Водяной, по рассказам, сохраняет, восстанавливает или рвет, запутывает орудия лова: «Все сетки спутает и разбросает, новые выбросит на берег»[1680]
. В севернорусской традиции широко бытует бывальщина о том, как некая мифическая сила, спросив ночью под окном промысловой избушки «Развяжу ли я?» и фактически получив согласие, распускает весь невод, смотав нити в клубочки, как при прядении. Наутро рыбакам не с чем было выходить на промысел. А на вторую ночь, заручившись положительным ответом на противоположное предложение «Завяжу-у ли я?», та же сила приводит невод в полный порядок: «все как на вешалах было у них, так и есть»[1681]. В аналогичной среднерусской бывальщине приводится мотивировка тех и других манипуляций с неводом, сопровождаемых прекращением и возобновлением ловли. Причиной их оказался вспыхнувший и угасший гнев водяницы, которую рыбаки не только обругали крепким мужицким словом, приняв за обычную бабу, но и присвоили оставленный ею второпях на камне гребень. Лишь после того как мужики бросили в реку принадлежащий водянице атрибут, спутанный невод тотчас же сам собой восстановился и «рыбная ловля пошла опять своим чередом». Однако не всегда манипуляции «хозяев» рыбацкими сетями заканчиваются столь благополучно. В некоторых вариантах этой бывальщины рыбаки остаются без орудия лова: «В одной из лодок находят они несколько клубков ниток — то мутник (частый, мелкоячеистый невод. —Мало того, водяной, согласно рассказам и поверьям, производит бурю, топит корабли, но может и предупредить рыбаков о надвигающемся шторме: «Тихо будет стоять неделю одну. Вы только успеете съездить два раза. Больше не ездите. Если вы меня не послушаете, тогда вы утонете все»[1683]
, — чудится рыбакам во сне голос старика, показавшегося из воды. Находящийся под покровительством водяного (или его детей, внуков) не боится выезжать на промысел и «в голомя», т. е. в открытое море, тогда как другие рыбаки выходить столь далеко «не смели». Ему нипочем были даже акулы, которые могли «ярус весь перепортить». Остальные же рыбаки жили в страхе, как бы водяной не лишил их удачи в рыбной ловле, а при случае и жизни, поскольку опрокинуть карбас ему ничего не стоит. Со временем они все чаще обращаются с молитвами к Николаю Угоднику как покровителю мореплавания: «Поехали. Потом я смотрю, прошло время, надо быть в Кижах — ан нет ничего. Опять в каюту, молюсь: „Прости, Микола, что пьян был, не дай в море (так называют крестьяне открытое Онежское озеро) потонуть“. Вдруг под кормой словно музыка играет. <…> Проехали с четверть часа, и Кижи стали видны»[1684]. В связи с этим даже жертвоприношение, которое обычно имело место в день, так или иначе связанный с культом водяного, могло приурочиваться к празднику Николая Угодника и освящаться его именем.

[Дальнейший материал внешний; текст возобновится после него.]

Issue #702, opened 2019-06-19
Incorrect terminfo data?


geometryof:
Just installed ConnectBot 1.9.5 under Android 9 -- after many years of using 1.7.1 under 4.4.
Now, when I SSH to a Linux host -- multiple servers running different flavors -- I get a TERM of xterm-256color, rather than the old screen.  Works fine with bash, but not with tcsh.  The cursor placement is now off, e.g. moving to the beginning of the line (ctrl-a) appears to put the cursor over the second character, as does clearing the line (ctrl-u); in both cases, a refresh (ctrl-r) fixes the display. Changing the TERM to screen fixes the problem, but of course at the cost of other xterm functionality.  That's probably OK for me, but it looks like a terminfo bug somewhere.

I would welcome suggestions (other TERM alternatives to try?) or comments.

Thank you.  (And thank you for ConnectBot, an essential tool.)

nindanaoto:
This seems to be fixed in the main. If we change the term type in the profile, `$TERM` is changed.

PR #755, opened 2020-03-17
Fix an off-by-one error in ESC [ G handling

tirsek:
There's an off-by-one error in the terminal emulator's handling of the ESC [ G (Cursor Horizontal Absolute) sequence.

I believe this also solves issue #702.


tirsek:
Oops, committed using the wrong e-mail. Let me try that again... :-/

PR #850, opened 2020-09-04
Update to sshlib 2.2.15

kruton:


rhardy613:
Thank you for fixing this. These fixes are critical for many users to be able to use the client. 
It's been almost a year since the last update. Please consider releasing a client update which identifies it contains the fixes through Google Play. If there is something preventing use of Google Play please an alternative such as F-Droid or as last resort a side load build would make use possible again.

kruton:
There is an update pending, but it causes errors using Ed25519 on some
devices which appear to have a broken ART implementation. I was working
with the implementors of the crypto library to figure out what is happening.

rhardy613:
Please excuse the process ignorance. Is there a way try that pending update to see if it works on my One Plus 7T?
So far all I've found that git-v1.9.7-36 or later on the github releases download page should have the fix but there seems to be no description any where on what the difference is between the OSS and Google versions of the APK is. 
Is one signed for Google Play and the other for F-Droid or some other market?

kruton:
One is for devices that have Google Play Services ("Google") and the other
("oss") doesn't need Google Play Services. There is a slight size penalty
for not being able to use Google Play Services, but they are otherwise
equivalent.

eworm-de:
Wondering if this solves my issues connecting to Mikrotik devices...
Would you be so kind and check to connect to `admin@demo.mt.lv` (without password)? Thanks a lot!

PR #938, opened 2021-05-17
Keep codestyle only

hannesa2:
It keeps default codestyle from Android Studio 4.2

There was too much pointless stuff checked-in which prevents me to build on Apple silicon with right java


kruton (approved):

kruton:
This is going to be painful for all the folks that have this checked out already, but that's probably just me.

PR #1105, opened 2022-04-01
provide method to delete known host entries for ssh hosts

### LINKED ISSUE #477: No way to update known_hosts key after host key change
I generated new private keys on some servers. This is a reasonable measure to take when it's possible that keys have been compromised.

Now, every time I connect from connectbot, I get a warning that the key has changed. I would like the warning to go away, and for the known_hosts to be updated such that if someone REALLY DID man-in-the-middle me, I would actually know about it, going forward!

### LINKED ISSUE #586: Can't delete old known_hosts
My host changed, and now ConnectBot won't let me connect.  The connection is immediately dropped -- presumably since the saved key in ConnectBot doesn't match the server end.
There is no way to delete the saved key, or overwrite it with the new one.

richteas75:
to be used if the server key or algorithm was changed
A new menu entry is added in the HostList - when executed,
all known keys in the database for the corresponding host are
deleted.
resolves #477
resolves #586

### DIFF
--- a/app/src/main/java/org/connectbot/HostListActivity.java
+++ b/app/src/main/java/org/connectbot/HostListActivity.java
@@ -499,6 +499,36 @@ public class HostListActivity extends AppCompatListActivity implements OnHostSta
 					return true;
 				}
 			});
+			MenuItem deleteFromKnownHosts =menu.add(R.string.list_host_reset_knownhost);
+			deleteFromKnownHosts.setOnMenuItemClickListener(new OnMenuItemClickListener() {
+				@Override
+				public boolean onMenuItemClick(MenuItem item) {
+					// prompt user to make sure they really want this
+					new androidx.appcompat.app.AlertDialog.Builder(
+							HostListActivity.this, R.style.AlertDialogTheme)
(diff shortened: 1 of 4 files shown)


mathias-ch1903:
I ran into the same issues, it seems that the feature is still missing in the latest 1.9.9 version, but I was not in the mood to recreate all my host entries.

The following procedure was working for me at least (root needed)
- Stop the app connectbot
- Copy the file /data/data/org.connectbot/databases/hosts to a user location
- Open the sqlite db "hosts"  with an sqlite editor (ie. aSQLiteManager, old but still working)
- remove all entries from the table "knownhosts"
- copy the "hosts" file back to the original location, overwrite
- start connectbot again, connection is possible.

kruton:
This needs a test or else the functionality will be accidentally removed or broken in the future.

kruton (changes requested):
This needs tests or else the functionality may be broken or removed inadvertently in future changes.

nindanaoto:
I believe we can close this PR now, as #1814 implements the proposed functionality.

PR #1112, opened 2022-04-18
Simplify NDK

hannesa2:
With it you can build it fast on an Apple Silicon M1 too

### DIFF
--- a/app/build.gradle
+++ b/app/build.gradle
@@ -43,7 +43,6 @@ android {
 
 		minSdkVersion 14
 		targetSdkVersion 29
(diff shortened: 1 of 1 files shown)


kruton:
Does this remove any ABIs from the build?

kruton (approved):

hannesa2:
No it keeps it like it is. During debug only target architecture is included.
Does the currently really filter something ? There are all included, except historical `mips`.

On a play store release I recommend to use aab instead of apk publish. This filters all libraries to used hardware

PR #1174, opened 2022-10-02
MinSdk 21 to solve multidex

hannesa2:
I run into multidex issues. With minSdk 21 you reach 98% of all Android devices. 
Devices < 21 can still use recent version.


kruton:
There's something up with Android Gradle Plugin 7.2 that causes the dex file to go from 2.3MB to 6.2MB. This requires further investigation instead of just turning on multidex and taking the size hit.

kruton:
Okay, this appears to be fixed with #1222

PR #1205, opened 2023-01-22
Fix text selection for certain font sizes

proski:
For certain font sizes (e.g. for 13 points), the overlay was using slightly smaller font than the terminal bridge. It appears that the overlay (i.e. TextView) is always rounding down the pixel size, whereas TerminalBridge is rounding to the closest integer.

Copy the pixel size from the bridge to the overlay to ensure perfect alignment between the two.

Remove TerminalBridge#setFontSize(), it's not used anymore. Add TerminalBridge#setFontSizePx() instead.

### DIFF
--- a/app/src/main/java/org/connectbot/TerminalView.java
+++ b/app/src/main/java/org/connectbot/TerminalView.java
@@ -48,6 +48,7 @@ import android.net.Uri;
 import android.os.AsyncTask;
 import android.preference.PreferenceManager;
 import android.text.ClipboardManager;
+import android.util.TypedValue;
 import android.view.GestureDetector;
 import android.view.KeyEvent;
 import android.view.MotionEvent;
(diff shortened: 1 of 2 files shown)


proski:
One way to check the alignment is to make the overlay text visible by replacing `setTextColor(Color.TRANSPARENT);` with `setTextColor(Color.RED);` in `TerminalTextViewOverlay.java`. Use volume keys to change the font size and touch the text to see the alignment.

proski:
I believe the code can be greatly simplified and made more robust by changing the fonts size for the overlay first and then copying the `Paint` settings from the overlay to the bridge. All font size conversions would be made by Android. But that would be a much bigger change. The overlay would determine the screen layout, the bridge would adapt to it. The font size in points won't need to be in the bridge code, it will be exchanged between the overlay and the host bean.

kruton (approved):

kruton:
Thanks for the fix. The more extensive fix would be welcome as well.

PR #1219, opened 2023-02-08
Update AGP and Gradle

kruton:


kruton:
This can't be updated because of usefulness/easylauncher-gradle-plugin#408

PR #1342, opened 2023-12-23
Enable pinch to change font size

### LINKED ISSUE #430: Add pinch-to-zoom

morckx:
Standard way of changing the font size on touch screen devices. It can be easily and flexibly handled (e.g. with changing lighting conditions) and doesn't interfere with volume settings nor with selecting text. Two finger touches are reliably distinguished from one finger long presses.

Resolves #430


morckx:
I'm running this successfully since my initial version of this PR in 2016 :smile:

kruton:
One of the changes that non-Latin alphabet users have asked to see is
resizing text with pinch zoom but not changing the window size (e.g., text
gets bigger but it stays at 80x25).

morckx:
> One of the changes that non-Latin alphabet users have asked to see is resizing text with pinch zoom but not changing the window size (e.g., text gets bigger but it stays at 80x25).

You mean so that the actual device gets bigger and smaller when you pinch? Yes, I'd love that too.

kruton:
I've created https://github.com/connectbot/termlib which allows you to pinch to zoom sections. It's currently used in the beta version, but will be in the v1.10 and later releases.

PR #2049, opened 2023-01-20
Ensure recalculation when a new function is passed in

johnsyweb:
Context
-------

Coming from other programming languages, the [scope](https://developer.mozilla.org/en-US/docs/Web/JavaScript/Closures#scoping_with_let_and_const) of the cached values may be surprising in JavaScript. When looking at community solutions, I was certainly surprised that other folks were not testing whether `f` had changed between invocations of the closure returned from `memoizeTransform()`.

Change
------

Add a new test case asserting that different values of `f` have different caches.


SleeplessByte (approved):

johnsyweb:
Thank you 🙇

PR #2062, opened 2023-01-31
Correct a bank-account test to close account

itsjustaaron:
The test that checks "close already closed account throws error"  does not currently try to close the account twice. Adding in `account.close()` before the `expect()` should fix this.

### DIFF
--- a/exercises/practice/bank-account/bank-account.spec.js
+++ b/exercises/practice/bank-account/bank-account.spec.js
@@ -66,6 +66,7 @@ describe('Bank Account', () => {
 
   xtest('close already closed account throws error', () => {
     const account = new BankAccount();
+    account.close();
     expect(() => {
       account.close();
     }).toThrow(ValueError);


SleeplessByte:
As you know from the forum post, we're discussing how to resolve this. 

I did want to re-open this to _show_ you that we currently have CI running on each exercise, on each test. If a test is changed, almost always the "proof" also needs to be updated.

The proof lives here: https://github.com/exercism/javascript/blob/main/exercises/practice/bank-account/.meta/proof.ci.js

If we're changing the test to only throw on the "second" close, then we must update the solution to be "open by default", which may or may not be what we want to do, depending on the outcome of the [forum post](https://forum.exercism.org/t/js-bank-account-test-error/3264/2).

SleeplessByte:
`problem-specifications` [was updated](https://github.com/exercism/problem-specifications/pull/2192) so we know how to resolve it now. This PR is therefor outdated. 

Thank you for the contribution nonetheless!

Issue #1770, opened 2022-05-12
Elyses enchantments: Tests requires a solution with mutations


luckysoni:
The spec has tests that require mutation of the array being passed to the function being tested. This restricts users to submit solutions that use immutability.

Consider the following test:
```
test('adding multiple cards to the stack to the bottom', () => {
    const stack = [1];

    insertItemAtBottom(stack, 5);
    insertItemAtBottom(stack, 9);

    const expected = [9, 5, 1];
    expect(stack).toStrictEqual(expected);
  });
```

The assertion is being made on the original `stack` which will require it to be mutated.

I am happy to fix the tests if folks agree that this Is suboptimal.

SleeplessByte:
This is intentional, because we want to teach people how to _mutate_ the array.

PR #2064, opened 2023-02-04
Update enchantments.spec.js to fit the documentation provided

Dyrits:
The `enchantment.js` file is documented, specifying that the function should return an array of numbers. The tests don't use the returned value, but consider that the initial array has been modified. Considering that the other tests are using the returned value, why not these ones ?


SleeplessByte:
Hi Dylan!

Short form answer is here: https://github.com/exercism/javascript/issues/1770
Long form answer and discussion is here: http://forum.exercism.org/t/discouraged-code-practice-found-in-elyses-enchantments/242/8

Feel free to respond on the forum or open a new topic there to discuss further if you would like so :)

Так, например, факт жертвоприношения на Онежском озере зафиксирован накануне Николы зимнего (6 декабря по ст. ст.), причем человеческую жертву имитировало «чучело соломенное в портах и рубахе». И лишь наиболее подверженные промысловой традиции стараются заручиться постоянной поддержкой водяного. Ритуал заключения договора между рыбаком и водяным содержит обряд жертвоприношения («относы»), различные магические действа и определенного рода приговоры или заклинания. До нас этот ритуал дошел не только в рудиментарном, но и в трансформированном виде.